> _YOUR OBJECTIVE_: Reproduce the first line of the entries that follow and each later line, word for word, ending with the one containing "Phase 2 of #6143: family".

> _Collected data entries_:
____________________

PR #12445, opened 2026-08-06
feat: resolve semconv families across logs and metrics

srikanthccv:
#### Description

Phase 2 of #6143: family resolution for logs and metrics, behind the `resolve_semconv_families` flag (default off). One commit, rebuilt on the storage contract of #12802.

- **Registry.** Each member carries the scope of its own rename edges. A fan-out keeps one membership per target, an unscoped rename stays unbounded, and an ambiguous name stays literal. Family fields are unexported, `All()` iterates, and `make semconv-check` backs CI.
- **Gate.** The family lookup applies to every signal. A string entry of a family signal under the resource or attribute context groups into the family. `LogicalRead` merges the members through each storage's `Read`, so logs and metrics need no family code of their own. The traces storage keeps its behaviour.
- **Logs.** Filters, select fields, group by, order by, and aggregations resolve the family. The mid-migration state, where metadata holds one spelling and the query names the other, reads the one stored spelling in the filter and in the group by.
- **Metrics.** Label families expand into the stored spellings: dotted, normalized, and `resource_`-prefixed. Every `metric_name` filter unions the storage names of a metric-name family. The querier resolves type and temporality through the same union, so a dashboard on the old name keeps working. A family of labels keeps the metrics keyless contract: no guard, and no NULL group.
- **Values.** Suggestions union the family spellings on traces, logs, metric labels, and metric names. Related values resolve the family in the selected column, the search narrowing, and the existing-query filter.
- **Dead code.** `pkg/query-service/metrics/transition.go` is removed. The v3 and v4 readers resolve the three CPU metric renames through the registry, with the same one-directional exact-name semantics. The legacy metric storage spellings live in a deletable shim, `pkg/querybuilder/legacy_metric_spellings.go`.
- **Enablement.** `deployment.environment.name` resolves on traces, logs, and metrics. `db.system.name` is disabled: its value domain also renamed, and no value mapping is read yet.
- **Integration.** The `semconvfamilies` suite covers the logs matrix, the metric label and metric-name families in every storage layout, the dual-emission double count as the documented trade-off, and the `fields/keys` and `fields/values` pins.

#### Additional Information

- Verified: full Go suite, lint clean, `semconvfamilies` 131 cases with the flag on and off, and the common, logs, traces, and metrics querier suites (792 cases) with the flag off.
- A family whose members all read their sentinel as a value (metrics labels) reads that way as a family. See `familyAbsence` in `pkg/querybuilder/logical_expr.go`. Without it, a metrics group by on a family key put keyless series in a NULL group instead of the empty string group that a single label gives.
- Rollout caveat, pinned by a test: a target that emits both storage names of a metric-name family double-counts in `sum()` during the overlap window. Reading both names is the feature.
- Perf validation before broad enablement stays tracked in the design ledger: a family condition over a materialized member bypasses that column's skip index, and metric family terms read several label extractions per row in the time-series CTE.


pkg/querybuilder/family_selectors.go
```diff
@@ -4,57 +4,66 @@ import (
...
+	if !SemconvFamiliesEnabled(ctx, orgID, fl) {
 		return selectors
 	}
 
+	// Two selectors may share a name under different contexts, signals, or
+	// data types, and each needs its own sibling selectors, so the dedupe key
+	// is the full identity.
+	identity := func(selector *telemetrytypes.FieldKeySelector, name string) string {
+		return selector.Signal.StringValue() + ";" + selector.FieldContext.StringValue() + ";" + selector.FieldDataType.StringValue() + ";" + name
+	}
```
tushar-signoz, line 45: nit: can we have this method on the FieldKeySelector struct itself ?

pkg/telemetryschema/tracestelemetryschema/condition_builder.go
```diff
@@ -20,15 +19,12 @@ import (
 
 type conditionBuilder struct {
 	fm qbtypes.FieldMapper
-	// fl evaluates the resolve_semconv_families flag during resolution.
-	// A nil flagger keeps resolution literal.
-	fl flagger.Flagger
```
tushar-signoz, line 25: nit: lets keep fl if we have already wired it in

tushar-signoz (approved):

srikanthccv:
Superseded by https://github.com/SigNoz/signoz/pull/12802, and will have another PR to support logs and metrics instead.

____________________

> _TASK RESULT_:
PR #12445, opened 2026-08-06
feat: resolve semconv families across logs and metrics

srikanthccv:
#### Description

Phase 2 of #6143: family resolution for logs and metrics, behind the `resolve_semconv_families` flag (default off). One commit, rebuilt on the storage contract of #12802.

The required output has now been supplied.